═══ RECORDS SHOWN ═══

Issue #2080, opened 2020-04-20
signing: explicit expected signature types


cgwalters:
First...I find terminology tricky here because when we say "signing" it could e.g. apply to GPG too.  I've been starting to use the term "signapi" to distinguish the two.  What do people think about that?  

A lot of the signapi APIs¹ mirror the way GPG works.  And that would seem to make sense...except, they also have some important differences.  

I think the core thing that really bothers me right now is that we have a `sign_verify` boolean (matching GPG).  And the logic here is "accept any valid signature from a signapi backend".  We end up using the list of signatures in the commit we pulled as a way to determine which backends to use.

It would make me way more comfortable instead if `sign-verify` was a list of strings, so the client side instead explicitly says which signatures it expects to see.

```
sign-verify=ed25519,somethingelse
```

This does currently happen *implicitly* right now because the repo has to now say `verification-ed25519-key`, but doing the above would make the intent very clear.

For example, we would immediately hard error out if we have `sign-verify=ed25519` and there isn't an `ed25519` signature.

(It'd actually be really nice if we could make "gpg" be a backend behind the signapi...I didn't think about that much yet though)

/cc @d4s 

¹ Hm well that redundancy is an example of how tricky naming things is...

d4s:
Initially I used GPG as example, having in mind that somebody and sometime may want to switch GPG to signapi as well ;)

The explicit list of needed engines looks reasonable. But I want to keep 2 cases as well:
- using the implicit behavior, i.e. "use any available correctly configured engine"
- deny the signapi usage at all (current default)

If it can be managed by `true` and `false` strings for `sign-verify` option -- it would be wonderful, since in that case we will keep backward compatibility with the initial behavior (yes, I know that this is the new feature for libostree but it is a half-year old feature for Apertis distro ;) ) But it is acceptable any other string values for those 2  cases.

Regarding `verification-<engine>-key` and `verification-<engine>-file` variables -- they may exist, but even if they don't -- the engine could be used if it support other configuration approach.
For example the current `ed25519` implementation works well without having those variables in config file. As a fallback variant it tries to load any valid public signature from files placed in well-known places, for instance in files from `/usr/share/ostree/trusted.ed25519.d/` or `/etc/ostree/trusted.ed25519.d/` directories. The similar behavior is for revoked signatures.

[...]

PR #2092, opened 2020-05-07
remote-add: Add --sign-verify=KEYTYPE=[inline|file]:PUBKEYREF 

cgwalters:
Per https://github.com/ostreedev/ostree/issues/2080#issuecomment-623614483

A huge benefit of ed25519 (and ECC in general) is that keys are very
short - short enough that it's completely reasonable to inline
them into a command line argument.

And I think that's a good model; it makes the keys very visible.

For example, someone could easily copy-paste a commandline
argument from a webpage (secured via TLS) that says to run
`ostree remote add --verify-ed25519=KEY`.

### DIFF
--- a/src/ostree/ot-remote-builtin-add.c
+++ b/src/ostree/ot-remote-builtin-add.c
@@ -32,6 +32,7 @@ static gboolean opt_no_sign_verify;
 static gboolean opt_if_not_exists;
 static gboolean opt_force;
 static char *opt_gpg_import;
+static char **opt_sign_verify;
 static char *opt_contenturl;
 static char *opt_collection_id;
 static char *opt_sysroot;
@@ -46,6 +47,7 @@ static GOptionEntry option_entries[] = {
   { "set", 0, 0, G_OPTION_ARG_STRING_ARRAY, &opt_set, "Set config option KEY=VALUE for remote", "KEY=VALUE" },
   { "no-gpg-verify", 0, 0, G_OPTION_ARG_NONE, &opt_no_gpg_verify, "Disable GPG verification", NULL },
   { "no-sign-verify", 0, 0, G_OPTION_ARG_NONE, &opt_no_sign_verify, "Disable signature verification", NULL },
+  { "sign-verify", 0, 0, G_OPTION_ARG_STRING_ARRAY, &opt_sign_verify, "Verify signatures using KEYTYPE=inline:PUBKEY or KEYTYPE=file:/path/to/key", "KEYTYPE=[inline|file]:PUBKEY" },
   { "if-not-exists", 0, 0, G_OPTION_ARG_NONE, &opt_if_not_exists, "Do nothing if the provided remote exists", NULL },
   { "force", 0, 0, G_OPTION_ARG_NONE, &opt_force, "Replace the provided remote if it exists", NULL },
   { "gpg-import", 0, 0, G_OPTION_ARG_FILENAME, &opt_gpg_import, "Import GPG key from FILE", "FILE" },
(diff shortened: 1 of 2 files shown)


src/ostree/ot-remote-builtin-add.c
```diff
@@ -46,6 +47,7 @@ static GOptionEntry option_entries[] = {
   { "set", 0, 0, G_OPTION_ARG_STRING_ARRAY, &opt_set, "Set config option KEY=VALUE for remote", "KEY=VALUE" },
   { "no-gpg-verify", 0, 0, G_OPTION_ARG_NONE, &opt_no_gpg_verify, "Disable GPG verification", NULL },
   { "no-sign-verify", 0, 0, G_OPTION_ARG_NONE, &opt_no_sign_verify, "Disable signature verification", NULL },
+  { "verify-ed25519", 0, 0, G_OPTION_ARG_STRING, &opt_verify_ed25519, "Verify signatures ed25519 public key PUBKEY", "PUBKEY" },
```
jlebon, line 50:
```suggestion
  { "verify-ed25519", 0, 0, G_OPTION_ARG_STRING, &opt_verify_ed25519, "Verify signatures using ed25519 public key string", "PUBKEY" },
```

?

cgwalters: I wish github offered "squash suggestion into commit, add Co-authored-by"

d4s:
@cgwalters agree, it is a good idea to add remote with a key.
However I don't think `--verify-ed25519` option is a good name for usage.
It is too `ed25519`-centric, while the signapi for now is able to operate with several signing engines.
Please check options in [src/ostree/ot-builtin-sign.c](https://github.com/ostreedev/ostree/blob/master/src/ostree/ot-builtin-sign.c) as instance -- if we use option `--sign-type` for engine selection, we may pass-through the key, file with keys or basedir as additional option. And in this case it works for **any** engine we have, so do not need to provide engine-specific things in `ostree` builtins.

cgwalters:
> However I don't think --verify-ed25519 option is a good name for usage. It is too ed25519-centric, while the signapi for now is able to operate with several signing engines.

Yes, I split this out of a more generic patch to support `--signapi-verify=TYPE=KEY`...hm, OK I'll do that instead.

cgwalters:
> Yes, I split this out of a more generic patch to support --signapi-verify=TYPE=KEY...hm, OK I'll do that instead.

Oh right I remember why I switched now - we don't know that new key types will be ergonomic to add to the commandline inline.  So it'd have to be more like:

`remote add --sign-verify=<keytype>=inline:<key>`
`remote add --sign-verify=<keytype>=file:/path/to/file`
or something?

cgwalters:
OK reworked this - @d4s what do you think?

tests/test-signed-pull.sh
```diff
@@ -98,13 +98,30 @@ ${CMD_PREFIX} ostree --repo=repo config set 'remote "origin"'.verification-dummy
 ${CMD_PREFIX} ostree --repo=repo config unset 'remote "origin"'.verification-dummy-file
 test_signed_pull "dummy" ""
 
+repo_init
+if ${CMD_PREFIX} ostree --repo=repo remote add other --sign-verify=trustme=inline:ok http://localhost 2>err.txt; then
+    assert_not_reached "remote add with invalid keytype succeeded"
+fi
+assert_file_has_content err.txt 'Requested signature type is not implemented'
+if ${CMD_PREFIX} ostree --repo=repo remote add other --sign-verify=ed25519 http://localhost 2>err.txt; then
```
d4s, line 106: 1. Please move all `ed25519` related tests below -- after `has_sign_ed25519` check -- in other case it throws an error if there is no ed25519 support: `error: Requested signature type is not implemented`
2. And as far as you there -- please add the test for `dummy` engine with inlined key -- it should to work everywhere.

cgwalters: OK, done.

═══
═══ RECORDS SHOWN ═══

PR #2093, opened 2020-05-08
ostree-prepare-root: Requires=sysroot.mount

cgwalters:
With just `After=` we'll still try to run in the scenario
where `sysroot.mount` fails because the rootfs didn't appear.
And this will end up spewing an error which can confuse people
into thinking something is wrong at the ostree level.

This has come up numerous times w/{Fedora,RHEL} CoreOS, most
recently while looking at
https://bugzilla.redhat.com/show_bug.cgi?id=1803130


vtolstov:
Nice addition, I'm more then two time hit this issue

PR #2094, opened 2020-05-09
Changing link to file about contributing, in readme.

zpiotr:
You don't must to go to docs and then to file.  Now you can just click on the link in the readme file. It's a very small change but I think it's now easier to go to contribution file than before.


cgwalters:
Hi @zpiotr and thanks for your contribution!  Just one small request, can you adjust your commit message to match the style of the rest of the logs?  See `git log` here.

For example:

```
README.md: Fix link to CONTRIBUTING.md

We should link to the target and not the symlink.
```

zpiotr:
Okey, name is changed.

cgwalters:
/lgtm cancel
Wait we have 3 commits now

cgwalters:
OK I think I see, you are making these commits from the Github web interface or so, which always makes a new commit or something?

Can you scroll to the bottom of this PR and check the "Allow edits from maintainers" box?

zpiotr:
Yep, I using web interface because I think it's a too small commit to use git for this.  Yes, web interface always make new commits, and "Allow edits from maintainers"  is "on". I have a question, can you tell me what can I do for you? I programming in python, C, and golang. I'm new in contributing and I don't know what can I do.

═══

Return each line in the records that holds the string "Requested".

+assert_file_has_content err.txt 'Requested signature type is not implemented'
d4s, line 106: 1. Please move all `ed25519` related tests below -- after `has_sign_ed25519` check -- in other case it throws an error if there is no ed25519 support: `error: Requested signature type is not implemented`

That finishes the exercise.